Interventional and conventional groups:
Interventional group: Children with AD meeting eligibility criteria receiving probiotics and
conventional treatment (topical corticosteroid, topical tacrolimus, an oral antihistamine and
emollients) Conventional group: Children with AD meeting eligibility criteria, under
conventional treatment only.
Follow up:
Each patient will be asked for their follow up at 2, 4, 6, 8, 10 and 12 weeks of commencing
treatment. In each follow up, every patient will be evaluated for the side effects and
compliance to treatment. SCORAD index will be measured at baseline and at 4, 8, 10 and 12
weeks. FDLQI will be measured at baseline and at 8 weeks. Parents will be provided a card to
record for flare of symptoms; total days of steroid use for the same and total flare episode
will be recorded during 12 weeks follow up. Flare is defined as worsening of clinical
features leading to use of corticosteroids for at least 3 consecutive days.
Family dermatology life quality index:
Parents or guardian of each children will be asked to fill the questionnaire intended to
measure quality of life of family members whose relative have dermatological conditions. The
standardized nepali version of FDLQI (MKA Basra, AY Finlay. Cardiff University 2005) will be
used. Questions concern the influence of disease on parents QOL in the last month. Each
question can be answered by selecting 1 out of 4 answers scored 0-3. The maximum score is 30
points and minimum 0 point. The higher the score lower the parents QOL.
Severity Index (SCORAD) It uses the rule of nine to assess extent of disease and evaluates
five clinical characteristics to determine disease severity: i) erythema, ii) edema/
papulation, iii) oozing/crusts, iv) excoriation and v) lichenification.

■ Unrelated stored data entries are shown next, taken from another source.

PR #322, opened 2025-10-16
Added python test procedure

cketcham2333:


Building.md
```diff
@@ -52,6 +52,8 @@ ninja install
 export PYTHONPATH=${CUDAQ_INSTALL_PREFIX}:${CUDAQX_INSTALL_PREFIX}
 export PATH="${CUDAQ_INSTALL_PREFIX}/bin:${CUDAQX_INSTALL_PREFIX}/bin:${PATH}"
 ctest
+cd .. 
+python3 -m pytest -v libs/qec/python/tests --ignore libs/qec/python/tests/test_tensor_network_decoder.py
```
bmhowe23, line 61: It would be good to the comparable command for Solvers, too. Also, for any `--ignore`, could you please add a small note in the next below that just says why they are being ignored. I.e. "The `--ignore` items are for tests that support optional capabilities of the libraries. If desired, you can install the proper dependences in your dev image and then remove the `--ignore` from these commands."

It also assesses
subjective symptoms of pruritus and sleep loss with Visual Analogue Scales (VAS).
Based on SCORAD score, AD is categorized as
- Mild AD (SCORAD <25)
- Moderate (SCORAD 25-50)
- Severe (SCORAD >50)
Statistical Analysis:
Statistical analysis will be conducted both per protocol and intention to treat population
(defined as all enrolled children to whom study drug will be given; with the last observation
carried forward) basis using two sided tests.
Statistical methods proposed:
1. Descriptive statistics will be summarized as mean, median, percentage, standard
deviation (SD) and interquartile range along with appropriate graphical and tabular
presentation.
2. Intragroup SCORAD index and FDLQI score will be compared by paired t-test and between
the groups by independent t- test.
3. In case of nonparametric data Mann- Whitney U test for independent groups and Wilcoxon
signed- rank test for paired group will be used.
4. Chi-square test will be used to compare the categorical data. All statistical tests will
be carried out at a significance level P<0.05.